Pruning lets in more light, encouraging buds to form, which produces more fruit. Pruning a young tree will hasten fruit production, but commands continual pruning every year to maintain the ideal shapes for commercial production. Take industry out of the fruit tree’s development allows the tree to naturally select it’s own shape and production without human ego assuming we can do it better. There are many cultivars that cannot survive without pruning, so be aware that if you choose the lazy rout and let the fruit tree fend for its self, you will loose more trees, but the ones that make it will be a good foundation for future grafting to replace the lost varieties. You’ll have to wait a few more years for un-pruned fruit trees to develop a good fruiting crown, but letting nature work in her own time usually reaps great reward in the long run.

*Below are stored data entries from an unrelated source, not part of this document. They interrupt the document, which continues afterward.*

PR #325, opened 2019-10-27
Add data source for sizes (with filter and sort)

Permagate:
Related with sizes data source proposal in #263. This PR creates a new data source `digitalocean_sizes` with a rudimentary implementation of filter and sort. The information is retrieved from https://developers.digitalocean.com/documentation/v2/#sizes.

### Example Usage

Most common usage will probably be to supply a size to droplet:

```hcl
data "digitalocean_sizes" "main" {
  filter {
    key    = "slug"
    values = ["s-1vcpu-1gb"]
  }
}

resource "digitalocean_droplet" "web" {
  image  = "ubuntu-18-04-x64"
  name   = "web-1"
  region = "sgp1"
  size   = element(data.digitalocean_sizes.main.sizes, 0).slug
}
```

The data source also supports multiple filters and sorts. For example, fetch sizes with virtual CPU 1 or 2 that are available "sgp1" region. Pick the cheapest one:

```hcl
data "digitalocean_sizes" "main" {
  filter {
    key    = "vcpus"
    values = [1, 2]
  }

  filter {
    key    = "regions"
    values = ["sgp1"]
  }

  sort {
    key       = "price_monthly"
    direction = "asc"
  }
}

resource "digitalocean_droplet" "web" {
  image  = "ubuntu-18-04-x64"
  name   = "web-1"
  region = "sgp1"
  size   = element(data.digitalocean_sizes.main.sizes, 0).slug
}
```

### DIFF
--- a/digitalocean/datasource_digitalocean_sizes.go
+++ b/digitalocean/datasource_digitalocean_sizes.go
@@ -1,8 +1,11 @@
 package digitalocean
 
 import (
+	"context"
 	"fmt"
 
+	"github.com/digitalocean/godo"
+	"github.com/hashicorp/terraform-plugin-sdk/helper/resource"
 	"github.com/hashicorp/terraform-plugin-sdk/helper/schema"
 )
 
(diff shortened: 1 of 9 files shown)


iilness2:
cool. works at my side

andrewsomething:
Again, great work @Permagate! This will be very useful for a lot of folks.

One small thing: It's not immediately clear how multiple sorts are intended to interact. Could we get test cases exercising that and perhaps a note in the docs?

Permagate:
@andrewsomething Multiple sorts should be handled in the order it is defined. For example, this will sort by memory in ascending order, then sort by disk in descending order between sizes with same memory:

```hcl
data "digitalocean_sizes" "main" {
  sort {
    // Sort by memory ascendingly
    key       = "memory"
    direction = "asc"
  }

  sort {
    // Then sort by disk descendingly for sizes with same memory
    key       = "disk"
    direction = "desc"
  }
}
```

That was what I intended, however I found out that my implementation didn't quite match what I had in mind. So I added these 2 commits today (in addition to rebasing):

https://github.com/terraform-providers/terraform-provider-digitalocean/pull/325/commits/cbaf381e37597ebb27b6b13717c6ea4c934bdf17 Change the schema type for sort to List instead of Set, since the order it is defined should matter.
https://github.com/terraform-providers/terraform-provider-digitalocean/pull/325/commits/f8f050fa13b0bc090028be520e6ef28f6592e896 Rework the sorting logic so that it actually does what I described above. Previously only the last defined sort applies.

andrewsomething:
:+1: Nice! That's exactly what I had in mind.

Thanks again for all your great work in this PR and the others. We'll get a new release cut soon including all of this.

Issue #222, opened 2019-04-25
Add digitalocean_database and digitalocean_user support on digitalocean_database_cluster resource


pjanuario:
**New Resource(s)** 
digitalocean_database 
digitalocean_user

**Details**
DigitalOcean released a new managed database service. It would be nice to manage that resouce, some work was already done by adding the new resource digitalocean_database_cluster, would be good if we could manage database creation and user configuration via Terraform.

This issue is related with https://github.com/terraform-providers/terraform-provider-digitalocean/issues/189

Yamilquery:
Is there a way to create databases and users with terraform provisionally?

I'm really interested in this feature.

ehamberg:
@Yamilquery There is a [PostgreSQL provider](https://www.terraform.io/docs/providers/postgresql/index.html) that will let you create databases and roles. (You'll quickly find yourself in the chicken-and-egg situation described in https://github.com/hashicorp/terraform/issues/2430 where your PostgreSQL provider will depend on a value from the database cluster resource, though.)

pjanuario:
DO already have API's available for this:
https://developers.digitalocean.com/documentation/v2/#add-a-database-user
https://developers.digitalocean.com/documentation/v2/#add-a-new-database

pjanuario:
@ehamberg I am fine using the Postgres but not sure if it is the best way to perform those actions and even if they will work, but at first glance it seems a good and workable approach since, this goes a bit more into the context of the actual application. I will give it a try and see if it works.

Permagate:
Let me try tackling this, seems simple.

Permagate:
Done, please have a look at my PRs:

#327: `digitalocean_database`
#328: `digitalocean_database_user`

andrewsomething:
Closed via #327 and #328

pjanuario:
Just for future reference, in my case i ended in using the postgres provider since we can have control to do other stuff too.

PR #327, opened 2019-10-28
Add resource for database

Permagate:
Implement `digitalocean_database` as per #222.

What do you think about the resource name? In API and godo, `Database` represents the database cluster while `DB` represents the database itself.

### Example Usage

```hcl
resource "digitalocean_database" "database-example" {
  cluster_id = "${digitalocean_database_cluster.postgres-example.id}"
  name       = "foobar"
}

resource "digitalocean_database_cluster" "postgres-example" {
  name       = "example-postgres-cluster"
  engine     = "pg"
  version    = "11"
  size       = "db-s-1vcpu-1gb"
  region     = "nyc1"
  node_count = 1
}
```


andrewsomething:
Again, awesome work! Thank so much for taking these on.

> What do you think about the resource name? In API and godo, Database represents the database cluster while DB represents the database itself.

While a bit redundant, it would be more consistent with other DigitalOcean tooling, e.g. `doctl databases db <get|list|create|delete>`

```
resource "digitalocean_database_db" "database-example" {
  cluster_id = "${digitalocean_database_cluster.postgres-example.id}"
  name       = "foobar"
}
```

Permagate:
@andrewsomething Agreed. I have updated to use `digitalocean_database_db` name instead.

Also added a sneaky typo fix because of copy-paste in import test for `digitalocean_database_user` resource, sorry 😅

andrewsomething:
:shipit:  Thanks again!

Remember that most fruit trees have been grafted, and come from lineages of heavy cultivation. Apples are not a far cry from Malus sieversii, their Kazakhstan ancestor back in eastern Europe. Varieties today are countless, and have all manner of make and use- from baking to cider. Though the best fruiting varieties are grafted, you can still plant apple seeds and get fruiting trees, but they will most likely not produce very appetizing eating apples- if they produce anything at all. Still, out of every great apple strain there was a tree from seed originally. We’ve lost so many heritage apple strains, but some are being rediscovered here in The Pacific Northwest. In my own research in seed planting, I came across this video by Stefan Sobkowiak, which give a great explanation for planting seeds and what happens. Most domestic fruit seeds behave similarly, you must graft to get a specific type of fruit consistently.
Pruning is a tool for shaping growth of any vegetation, and will impact growth rate too. Pleachering brings out suckers while pruning usually removes them. There are many kinds of shaping techniques beyond these two examples. The action of shaping growth is high maintenance in the short term, but you can also choose to not prune, or pleacher once and let the horizontal growth go. At EEC, we’re always embracing less work, so I do not plan to lay hedges more than once, as the long term vision here it to let the forest return. Fruit trees will get shaded out, and hedges will melt into the forest understory. Being able to picture the development of your tended space through many seasons of growth will help in determining when you should- or if you should make cuts. Most pruning and pleachering happens while the tree is dormant, so plan on an active winter schedule in your orchard or along your hedgerow to have lasting effect and healthy vegetation.